Tips of How to Eat and Live with Less Plastic

  1. Make cotton (calico) bags. You’ll need two sizes. Small ones for putting rice, sugar, oats (produce bought from bins) and big ones to put all your shopping into. Or use brown paper bags & cardboard boxes. You can take your own jar to Moshims.
  2. Store your re-usable bags in the car so they’re handy for whenever you shop and get into the rhythm of carrying an empty bag / french basket into a shop.
  3. Frequent more shops than just ‘your’ supermarket. Visit bulk produce stores for foods such as sugar, rice, oats etc. Explore Farmers’ Markets for bread and un-plastic-wrapped cheese. Sarah lives in Tauranga and shops at:
    Moshims
    – 504 Cameron Rd Ph: 5714450
    Bin Inn – 769 Cameron Rd Ph: 5718875
    Simplifoods – 237 Maunganui Rd Ph 5752050
    KatiKati Plant and Produce Market Waterford Rd: Friday 4pm-6pm.
    Tauranga Farmers’ Market
    : Saturday 8am – 12pm.
    Mt Maunganui Mainstreet Market: Sunday 9am -1pm
    Healthfood shops – for your bamboo toothbrush.
  4. Stock up on glass jars to store your produce. Sarah re-uses Ocean Spray’s Cranberry juice jar among assorted and Agee jars.
  5. Look on the bottom of the plastic item e.g. milk bottle, oil bottle. If it displays number 1 or 2, it can be recycled in Tauranga. Check with your local council as different regions recycle different plastics. http://www.boprc.govt.nz/sustainable-communities/get-sustainable/waste-and-recycling-directory.aspx. See a re-blogged article (coming up) to lobby Tauranga City Council to increase plastic recycling to match other main centres in New Zealand.
  6. Visit ‘Rubbish Free’ http://www.rubbishfree.co.nz/ for easy tips, recipes & encouragement.
  7. Be wise about companies adjusting a product to make it ‘appear’ more enviro-friendly.

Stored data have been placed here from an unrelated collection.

PR #608, opened 2015-12-19
Update jquery payment js library

mtomov:
* Update old version from 3 Sep 2013 to the latest release.

  * includes lots of bug & browser compatibility fixes

  * Specify type="tel" for numerical input fields, which fixes
    non-working card expiry field on [Samsung android phones](http://github.com/stripe/jquery.payment/issues/112)

    Follows library [recommendations](https://github.com/stripe/jquery.payment#mobile-recommendations)

---

Second commit is a bit controversial, so you might consider excluding it.

    Autocomplete name on the card and card number, but forbid CVV autocomplete.

      * As per the autocomplete recommendations at:
        https://github.com/stripe/jquery.payment#autocomplete-recommendations

---

This _gateway is anyhow overridden by the gateways, so the autocomplete might not matter; 

On the other hand, the addition of the `type=tel` attribute is indeed important to fix annoying bugs on Samsung android phones, which occur without it (even with the latest version of the jquery.payment library).

PR #1477, opened 2016-09-28
Update CC brand detection regex

jhawthorn:
The existing hash was incomplete, missing some brands. It was also missing MasterCard's new (October 2016) BIN range (222100-272099).

This hash was originally added in spree/spree#3918 and has not been changed since. I don't know the original source, but I would rather trust the Hash taken from ActiveMerchant.

One notable difference is that this will treat maestro and MasterCard's as separate brands.

NB: For most stores, this code will not be run, and instead `jqyery.payment` on the frontend will be responsible for providing the credit card brand (already updated in #608 and understands MasterCard's new BIN. Thanks @mtomov).

### DIFF
--- a/core/app/models/spree/credit_card.rb
+++ b/core/app/models/spree/credit_card.rb
@@ -105,7 +105,10 @@ module Spree
     # @return [String] the credit card type if it can be determined from the
     #   number, otherwise the empty string
     def try_type_from_number
-      CARD_TYPES.find{ |type, pattern| return type.to_s if number =~ pattern }.to_s
+      CARD_TYPES.each do |type, pattern|
+        return type.to_s if number =~ pattern
+      end
+      ''
     end
 
     # @return [Boolean] true when a verification value is present
--- a/core/app/models/spree/credit_card.rb
+++ b/core/app/models/spree/credit_card.rb
@@ -29,14 +29,22 @@ module Spree
     # needed for some of the ActiveMerchant gateways (eg. SagePay)
     alias_attribute :brand, :cc_type
 
+    # Taken from ActiveMerchant
+    # https://github.com/activemerchant/active_merchant/blob/2f2acd4696e8de76057b5ed670b9aa022abc1187/lib/active_merchant/billing/credit_card_methods.rb#L5
     CARD_TYPES = {
-      visa: /^4[0-9]{12}(?:[0-9]{3})?$/,
-      master: /(^5[1-5][0-9]{14}$)|(^6759[0-9]{2}([0-9]{10})$)|(^6759[0-9]{2}([0-9]{12})$)|(^6759[0-9]{2}([0-9]{13})$)/,
-      diners_club: /^3(?:0[0-5]|[68][0-9])[0-9]{11}$/,
-      american_express: /^3[47][0-9]{13}$/,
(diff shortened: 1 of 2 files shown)


core/app/models/spree/credit_card.rb
```diff
@@ -97,8 +105,10 @@ def set_last_digits
     # @return [String] the credit card type if it can be determined from the
     #   number, otherwise the empty string
     def try_type_from_number
-      numbers = number.delete(' ') if number
-      CARD_TYPES.find{ |type, pattern| return type.to_s if numbers =~ pattern }.to_s
+      CARD_TYPES.each do |type, pattern|
```
tvdeyen: Wouldn't `detect` have the same effect? 

Also, I think you don't have to cast strings on `type`  Your hash keys are all strings already.

tvdeyen: Oh, nasty. You have the early return because you return empty string below if a number matches.

I would prefer `.select {...} || ''`, but it's on you to decide

core/app/models/spree/credit_card.rb
```diff
@@ -29,14 +29,22 @@ class CreditCard < Spree::Base
...
+    # https://github.com/activemerchant/active_merchant/blob/2f2acd4696e8de76057b5ed670b9aa022abc1187/lib/active_merchant/billing/credit_card_methods.rb#L5
     CARD_TYPES = {
-      visa: /^4[0-9]{12}(?:[0-9]{3})?$/,
-      master: /(^5[1-5][0-9]{14}$)|(^6759[0-9]{2}([0-9]{10})$)|(^6759[0-9]{2}([0-9]{12})$)|(^6759[0-9]{2}([0-9]{13})$)/,
-      diners_club: /^3(?:0[0-5]|[68][0-9])[0-9]{11}$/,
-      american_express: /^3[47][0-9]{13}$/,
-      discover: /^6(?:011|5[0-9]{2})[0-9]{12}$/,
-      jcb: /^(?:2131|1800|35\d{3})\d{11}$/
-    }
+      'visa'               => /^4\d{12}(\d{3})?(\d{3})?$/,
```
tvdeyen: Why not take the Regex from ActiveMerchant instead of copy it over. This way we have to always have to have an eye on this.

core/app/models/spree/credit_card.rb
tvdeyen: `.detect` obviously 🙄

jhawthorn: `.detect` would return us (for example) `['visa', /^4\d{12}(\d{3})?(\d{3})?$/]` so the code would need to be something like

```
card_type_pair = CARD_TYPES.detect { |type, pattern| numbers =~ pattern }
if card_type_pair
  card_type_pair[0]
else
  ''
end
```

I think the return is more clear

core/app/models/spree/credit_card.rb
cbrunsdon: I'm pro reducing and removing our reliance on active_merchant in core, so I'm :+1:  on copying it in (it also isn't something that changes frequently).

jordan-brough: > reducing and removing our reliance on active_merchant

Ditto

Sarah noticed a scrubbing brush was merely newly coloured brown and less glossy to make it look more ‘natural’ but it was still made of the same plastic content. Read the fine-print to find the list of materials used.
  8. Be informed about using alternative-plastics, such as cornstarch-plastics instead of crude oil-plastics. Cornstarch products need to be delivered to a commercial composter which has the capacity to compost at high temperatures to break this product down. The cornstarch alternative products (presently) are creating greater problems as they are being thrown into landfills, as opposed to being recycled, therefore not having enough oxygen to decompose and instead producing methane gas.
  9. Learn to make your own pasta, bread, muesli bars, ice-creamRubbish free has simple yoghurt and sour cream recipes.
  10. Order one of these metal lunch-boxes from Rubbish Freefor those adults and kids in your family that work / learn away from home.
  11. Get a stainless steel drink bottle and take it with you when you leave home e.g. go on a car/bike trip, to avoid buying bottled water. I bought ECO tankas for Clara and I from Storage box for about $20 each.
  12. Consider the environment before convenience e.g. go for the whole pumpkin as opposed to the pieces wrapped in glad wrap, or the loose mushrooms as opposed to those on a tetrafoam plate.
  13. Hunt for the alternative to plastic. Choose products packaged in cardboard or glass e.g. baking powder, dishwashing powder, dried spaghetti, tomato paste, curry paste. Vitawheat crackers come in a cardboard box.
  14. Acquire/buy second hand plastic toys and baby-stuff e.g. lego, highchairs. Look on trade-me, at second-hand kids’ stores or freecycle.
  15. Accept there may be the odd plastic choice in your life because you’ve considered it to be the best choice rather than a convenient or ignorant choice. E.g I’ve forgiven our children’s plastic crockery but choose glass mixing bowls as opposed to plastic. Rubbish Free ‘gurus’ choose cheese as their plastic-free anomaly.
  16. Be daring and ask your butcher/fishmonger if you can bring your own (re-usable) container as opposed to using 5 plastic bags per week for one’s meat.
  17. Boycott products that use an excessive amount of plastic for no other reason than it supposedly ‘inflates’ or makes their product ‘stand out’ on the shelf. Instead write to them (or on their facebook page) expressing your concern at their companies lack of responsibility e.g. this packet of hairclips
  18. Learn more about composting – your compost needs your toilet rolls, newspaper. If you live in Tauranga you can attend a worm composting workshop.  The next one is in September but they are registering participants now.  Each household pays $30 to attend and receives a worm bin, compost and worms (value of $225) after attending a Saturday afternoon workshop. In the four months following the workshop community volunteers will visit your household to check on your worm bin a couple of times and give advice on any issues.  Contact Kimberley Cleland at Tauranga City Council Ph 07 577 7066
  19. Use cloth/re-usable nappies. Friends recommend natural naps. They have an impressive range of colours and prints and sell at the Kids Market in Tauranga. We’ve successfully and happily used Pop-in nappies available through snazzipants, in Auckland.
  20. What tip would you add for number 20?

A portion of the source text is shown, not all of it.